*** Begin section ***

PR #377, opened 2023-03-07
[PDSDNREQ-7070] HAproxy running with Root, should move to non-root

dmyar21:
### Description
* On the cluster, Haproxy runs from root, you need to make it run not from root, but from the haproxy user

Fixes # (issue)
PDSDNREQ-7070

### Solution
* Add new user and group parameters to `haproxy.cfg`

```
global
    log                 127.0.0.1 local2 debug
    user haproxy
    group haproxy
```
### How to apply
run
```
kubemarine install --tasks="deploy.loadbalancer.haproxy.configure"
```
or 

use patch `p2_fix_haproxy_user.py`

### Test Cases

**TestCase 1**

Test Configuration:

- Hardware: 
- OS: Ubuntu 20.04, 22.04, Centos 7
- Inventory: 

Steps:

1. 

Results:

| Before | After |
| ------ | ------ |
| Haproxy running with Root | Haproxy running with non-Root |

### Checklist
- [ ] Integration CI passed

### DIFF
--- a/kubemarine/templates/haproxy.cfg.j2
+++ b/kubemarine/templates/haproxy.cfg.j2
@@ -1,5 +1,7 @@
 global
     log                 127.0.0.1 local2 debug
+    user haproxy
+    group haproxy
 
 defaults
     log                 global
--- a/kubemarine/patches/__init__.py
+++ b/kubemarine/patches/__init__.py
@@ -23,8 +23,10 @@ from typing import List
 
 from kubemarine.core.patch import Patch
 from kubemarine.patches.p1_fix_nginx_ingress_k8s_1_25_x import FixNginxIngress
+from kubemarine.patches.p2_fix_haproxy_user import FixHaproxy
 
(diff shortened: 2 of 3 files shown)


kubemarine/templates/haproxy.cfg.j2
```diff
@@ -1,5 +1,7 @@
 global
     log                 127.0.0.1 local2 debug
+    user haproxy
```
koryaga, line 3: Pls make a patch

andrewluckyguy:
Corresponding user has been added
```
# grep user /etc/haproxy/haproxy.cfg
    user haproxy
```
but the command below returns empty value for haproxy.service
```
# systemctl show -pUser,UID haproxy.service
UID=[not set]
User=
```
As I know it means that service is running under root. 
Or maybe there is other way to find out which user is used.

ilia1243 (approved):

*** End section ***
*** Begin section ***

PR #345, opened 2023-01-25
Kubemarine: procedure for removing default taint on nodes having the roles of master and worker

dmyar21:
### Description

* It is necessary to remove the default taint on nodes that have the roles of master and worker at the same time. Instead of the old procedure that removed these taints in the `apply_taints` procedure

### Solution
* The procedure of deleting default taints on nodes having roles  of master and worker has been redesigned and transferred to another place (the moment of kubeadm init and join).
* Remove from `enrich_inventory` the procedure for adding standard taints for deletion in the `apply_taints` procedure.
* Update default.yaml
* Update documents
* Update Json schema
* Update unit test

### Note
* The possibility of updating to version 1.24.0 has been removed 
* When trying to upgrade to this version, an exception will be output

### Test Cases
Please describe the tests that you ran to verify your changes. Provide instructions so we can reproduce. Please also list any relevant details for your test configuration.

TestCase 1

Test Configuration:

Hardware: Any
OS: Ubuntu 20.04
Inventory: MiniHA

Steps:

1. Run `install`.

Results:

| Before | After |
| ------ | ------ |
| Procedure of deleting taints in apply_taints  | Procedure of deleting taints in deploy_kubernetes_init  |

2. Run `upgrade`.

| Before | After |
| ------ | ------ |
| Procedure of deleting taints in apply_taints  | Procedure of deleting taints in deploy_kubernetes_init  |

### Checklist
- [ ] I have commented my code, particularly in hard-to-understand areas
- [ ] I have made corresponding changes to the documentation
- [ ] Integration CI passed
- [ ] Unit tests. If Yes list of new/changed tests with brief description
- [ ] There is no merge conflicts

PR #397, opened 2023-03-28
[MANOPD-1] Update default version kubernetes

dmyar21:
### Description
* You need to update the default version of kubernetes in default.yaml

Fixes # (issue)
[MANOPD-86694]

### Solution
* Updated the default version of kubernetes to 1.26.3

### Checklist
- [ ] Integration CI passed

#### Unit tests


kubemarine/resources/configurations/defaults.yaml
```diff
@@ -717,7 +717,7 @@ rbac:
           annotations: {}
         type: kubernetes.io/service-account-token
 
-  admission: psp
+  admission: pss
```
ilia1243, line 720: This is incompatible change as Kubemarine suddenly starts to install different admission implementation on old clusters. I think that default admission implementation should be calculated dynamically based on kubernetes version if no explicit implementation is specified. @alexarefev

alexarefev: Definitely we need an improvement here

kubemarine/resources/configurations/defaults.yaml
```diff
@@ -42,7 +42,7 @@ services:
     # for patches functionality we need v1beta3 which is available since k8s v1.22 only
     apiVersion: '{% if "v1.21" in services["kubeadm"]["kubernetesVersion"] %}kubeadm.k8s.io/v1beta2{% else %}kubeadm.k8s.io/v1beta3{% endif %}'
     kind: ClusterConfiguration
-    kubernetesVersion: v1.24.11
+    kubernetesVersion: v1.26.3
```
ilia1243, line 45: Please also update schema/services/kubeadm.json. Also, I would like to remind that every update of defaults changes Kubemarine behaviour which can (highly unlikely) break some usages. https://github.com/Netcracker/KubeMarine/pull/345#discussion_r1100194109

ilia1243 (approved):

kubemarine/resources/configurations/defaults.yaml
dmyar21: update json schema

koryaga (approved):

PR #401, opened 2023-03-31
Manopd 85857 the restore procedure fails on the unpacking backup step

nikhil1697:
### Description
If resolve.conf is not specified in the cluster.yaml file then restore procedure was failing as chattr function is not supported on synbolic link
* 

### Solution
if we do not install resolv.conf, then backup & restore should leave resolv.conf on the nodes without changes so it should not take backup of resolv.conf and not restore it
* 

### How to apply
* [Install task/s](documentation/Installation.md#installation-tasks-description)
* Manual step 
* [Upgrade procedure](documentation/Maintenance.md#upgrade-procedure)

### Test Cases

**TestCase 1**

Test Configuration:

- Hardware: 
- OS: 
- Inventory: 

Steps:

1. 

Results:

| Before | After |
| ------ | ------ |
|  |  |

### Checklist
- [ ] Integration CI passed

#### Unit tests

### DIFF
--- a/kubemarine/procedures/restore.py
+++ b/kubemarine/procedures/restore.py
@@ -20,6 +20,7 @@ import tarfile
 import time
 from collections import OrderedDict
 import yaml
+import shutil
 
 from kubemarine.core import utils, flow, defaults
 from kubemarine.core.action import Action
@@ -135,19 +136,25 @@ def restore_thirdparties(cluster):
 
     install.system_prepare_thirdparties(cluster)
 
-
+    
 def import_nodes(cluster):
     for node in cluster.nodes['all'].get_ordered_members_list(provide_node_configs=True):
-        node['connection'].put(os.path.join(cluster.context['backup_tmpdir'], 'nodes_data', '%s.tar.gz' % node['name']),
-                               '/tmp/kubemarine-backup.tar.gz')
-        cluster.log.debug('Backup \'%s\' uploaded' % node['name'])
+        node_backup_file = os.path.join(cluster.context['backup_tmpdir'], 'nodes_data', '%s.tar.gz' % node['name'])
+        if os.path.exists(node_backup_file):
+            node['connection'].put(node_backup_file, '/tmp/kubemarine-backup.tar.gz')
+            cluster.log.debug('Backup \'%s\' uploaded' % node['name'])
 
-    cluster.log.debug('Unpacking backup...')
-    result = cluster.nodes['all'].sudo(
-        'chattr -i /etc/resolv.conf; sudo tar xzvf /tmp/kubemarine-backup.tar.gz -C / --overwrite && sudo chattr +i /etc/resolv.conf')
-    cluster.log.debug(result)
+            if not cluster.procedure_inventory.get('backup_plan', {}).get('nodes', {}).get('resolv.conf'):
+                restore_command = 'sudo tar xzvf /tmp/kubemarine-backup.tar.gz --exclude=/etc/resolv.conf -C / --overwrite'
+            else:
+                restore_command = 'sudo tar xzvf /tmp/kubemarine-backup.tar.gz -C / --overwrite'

*** End section ***

__Directions for this task__
What is the number of lines in the data holding the word "master"? Reply with that number only.

__Problem solution__
3